Fig. 126.—Diagram of female genitalia. Ov., ovary; ovd., oviduct; L.c., Laurer’s canal; Rec. sem., receptaculum seminis; Vit. R., vitellarian reservoir; t.v.d., transverse vitelline duct; Oo., oötype; Sh. gl., shell gland; Rec. ut., receptaculum uterinum; ut., uterus. (The various parts are not to the same scale.) (Stephens.)

Fig. 127.—Diagram of male and part of female genitalia. ut., uterus; vag., vagina; ♀, opening of vagina; g.s., genital sinus; g.p., genital pore; ♂, opening of ejaculatory duct or vas deferens; c.s., cirrus sac; c., cirrus; p.p., pars prostatica; s.v., seminal vesicle; e.j., ejaculatory duct or vas deferens; v.e., vas efferens; t., testis. (Stephens.)

Sexual Organs.—Nearly all the Trematodes are hermaphrodites, and only a few (Schistosomidæ, Koellikeria) are sexually differentiated. The sexual organs usually lie in the “central field” limited by the gut cæca; the vitellaria, on the other hand, are, as a rule, external to the gut cæca in the “lateral fields.”

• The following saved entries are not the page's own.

PR #2536, opened 2026-05-14
docs: misc academy docs fixes

artogahr:
Hi folks, I'm going through _some_ of the academy docs, I'll try to fix any inconsistencies I find here

PR #2838, opened 2026-07-31
fix(academy): avoid the Christmas tree

honzajavorek:
At this stage of the course, students are not yet introduced to data cleaning, so I'd rather not put .replace() in their way. Choosing a slightly different category on the IKEA website avoids the Christmas tree, which means the price is just a three-digit number, which can be scraped as-is.

This is a follow-up to the hotfix introduced in https://github.com/apify/apify-docs/pull/2536

_I never thought I'd find myself in a phase of life where I'm creating a git branch called "avoid christmas tree", but 2026 is exactly this eventful and here we are..._


szaganek (approved):
PR description on point, as always 👌

PR #18, opened 2023-02-11
Custom Wayland compositor

### LINKED ISSUE #7: Go fully headless
This needs to be fleshed out properly but ideally we don't need any of the followings:
 - a "real" compositor plugged to a monitor
 - an audio sink server (pulse/pipewire)
 - uinput, udev and any kernel support for it

If we implement a self-contained Wayland compositor and advertise it to applications we should be in a position of:
 - push the raw video/audio as the source to the gstreamer pipeline, encode it and push it via UDP to clients.
 - send client events (mouse/kb/pads) directly to applications without passing via udev

I need to learn more about this, here are a bunch of random links.

## Official tools
https://gitlab.freedesktop.org/wlroots/wlroots

## Reading material

https://drewdevault.com/2017/06/10/Introduction-to-Wayland.html
https://drewdevault.com/2018/02/17/Writing-a-Wayland-compositor-1.html

https://wayland-book.com/
https://wayland.app/protocols/
https://zamundaaa.github.io/wayland/2021/12/14/about-gaming-on-wayland.html

## Projects to look at

https://github.com/Hjdskes/cage
https://github.com/Plagman/gamescope

https://gitlab.freedesktop.org/mstoeckl/waypipe/
https://mstoeckl.com/notes/gsoc/blog.html

ABeltramo:
# TODO

- [x] run wayland compositor outside gstreamer in order to support pause/resume
- [x] avoid flooding of IDR requests
- [x] remove thread pool
- [x] add proper startup script to the Dockerfile
  - [x] Download additional Nvidia drivers if required
- [x] Allow changing the docker-socket path via ENV 
- [x] Change `config.toml`
  - [x] Add all current GOW apps as default apps
  - [x] Change the gstreamer pipelines to be a hierarchy of encoders (ex: `nvenc -> vaapi -> software`) so that we can automatically plug the right one at runtime
  - [x] Add ability to change the render node per app


src/wolf/wolf.cpp
```diff
@@ -246,6 +246,19 @@ auto setup_sessions_handlers(const immer::box<state::AppState> &app_state,
...
+
+          /* nvidia needs some extra paths */
+          if (session->app->h264_encoder == state::NVIDIA || session->app->hevc_encoder == state::NVIDIA) {
+            mounted_paths.push_back({get_env("NVIDIA_DRIVER_VOLUME_NAME", "nvidia-driver-vol"), "/usr/nvidia"});
+            full_devices.push_back("/dev/nvidia0");
+            full_devices.push_back("/dev/nvidia-modeset");
+            full_devices.push_back("/dev/nvidia-uvm");
+            full_devices.push_back("/dev/nvidia-uvm-tools");
+            full_devices.push_back("/dev/nvidiactl");
+          }
```
Drakulix, line 257: Just because you are encoding with an nvidia devices, you don't have to render on an nvidia device. Also you might have multiple nvidia devices (and need to map the corresponding `/dev/nvidia*` device).

Can we please not force this but make it optional? Or infer this information from the render-node for the wayland compositor instead?

ABeltramo: Both very valid points, I knew I had to move it behind a flag or something.  
The idea is to try to avoid having users to mess with the config file and provide some sensible default, in this case, since we know that nvidia is working we can safely add those.

I agree with your point, though. I'll think of a better way to (de)activate this mode!

Drakulix: I guess this plays into being able to set a custom render-node per app? So we could use the encoding-device as a default and overriding the render-node would disable automatic mapping or invoke different logic to determine the vendor of the node.

QuaiGoner (commented):
Shouldnt volume mapping for persistent user storage be:
```
~wolf/storage:/etc/wolf
~wolf/cfg/:/wolf/cfg
```
and not
`/etc/wolf/wolf:/wolf/cfg`?

PR #20, opened 2023-02-17
scroll amount is sent big-endian

zb140:
I noticed that scrolling with the mouse wheel resulted in very choppy scrolling in large chunks, so I did some digging. It looks like the scroll amount needs to be converted from big endian (compare to sunshine here: https://github.com/LizardByte/Sunshine/blob/09dff341056a26c1a41121a068327a3f8d9616df/src/input.cpp#L470).


ABeltramo (approved):
Thanks for fixing this, I've tested it out locally and it works perfectly!

PR #21, opened 2023-02-19
Input updates and horizontal scrolling

### LINKED ISSUE #16: Add horizontal scroll
There's a new horizontal [scroll input packet](https://github.com/moonlight-stream/moonlight-common-c/blob/07beb0f0a520106c49fda7664369b29e6938ea6e/src/Input.h#L113), see this pr: https://github.com/LizardByte/Sunshine/pull/793

This introduces a new `7.1.431.-1` protocol version.

zb140:
The changes in this PR are analogous to these from Sunshine, which were a _huge_ help in understanding how this stuff works 😄:
 - https://github.com/LizardByte/Sunshine/pull/511
 - https://github.com/LizardByte/Sunshine/pull/793

Previously, input packets were actually being distinguished based on packet size rather than the actual packet type fields. This worked reasonably well because nearly all packets had distinct sizes, with the notable exception of keyboard input and mouse scrolling.  This PR switches to using the correct type field instead.

In addition, there's are two new packet types: `MOUSE_HSCROLL_PACKET` for horizontal scrollwheel events, and `UTF8_TEXT_PACKET` for text events.  Horizontal scroll events are fully implemented and tested, but UTF-8 text events currently only log a warning.

Moonlight sends UTF-8 text events when it receives pasted text. On Windows, this is straightforward to implement because there is a `SendInput` API that can take Unicode text; unfortunately on Linux, there is no such API.  Instead, we'd have to "manually" convert the text to a series of key events -- I'm leaving that as an exercise for the future :grin:

### DIFF
--- a/.github/workflows/linux-build-test.yml
+++ b/.github/workflows/linux-build-test.yml
@@ -38,7 +38,7 @@ jobs:
           sudo apt-get install -y libunwind-dev
           sudo apt-get install -y \
               ninja-build \
-              libboost-thread-dev libboost-filesystem-dev libboost-log-dev libboost-stacktrace-dev \
+              libboost-locale-dev libboost-thread-dev libboost-filesystem-dev libboost-log-dev libboost-stacktrace-dev \
               libssl-dev \
               libgstreamer1.0-dev \
               libevdev-dev \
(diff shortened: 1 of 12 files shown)


zb140:
Forgot to mention: I also updated the tests and docs to match the new changes.  Also, Fixes: #16

ABeltramo (approved):
If you are happy with the changes I think we should merge this

zb140:
Sounds good to me!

The male apparatus[259] is composed of two variously formed testes (fig. 127) (globular, oval, indented, lobed, or ramified), which may lie side by side or one behind the other; from each testicle a tube (vas efferens) originates; sooner or later, both tubes as a rule unite to form the ejaculatory duct or vas deferens, which is frequently enclosed in a muscular CIRRUS SAC, or more rarely passes directly into the genital pore. The cirrus, which is the thick muscular terminal portion of the vas deferens, can be everted and protruded from the cirrus sac and serves as an organ of copulation. The walls of the muscular portion of the tube (the cirrus) are attached to the walls of the cirrus sac, and hence when the sac contracts the cirrus cannot be protruded except by evagination of its lumen. Opening into the middle portion of the vas deferens, and as a rule enclosed in the cirrus sac, is found a mass of unicellular glands (prostate), the vesicula seminalis (which is likewise within, or may also be outside the sac) being the dilated first portion of the vas.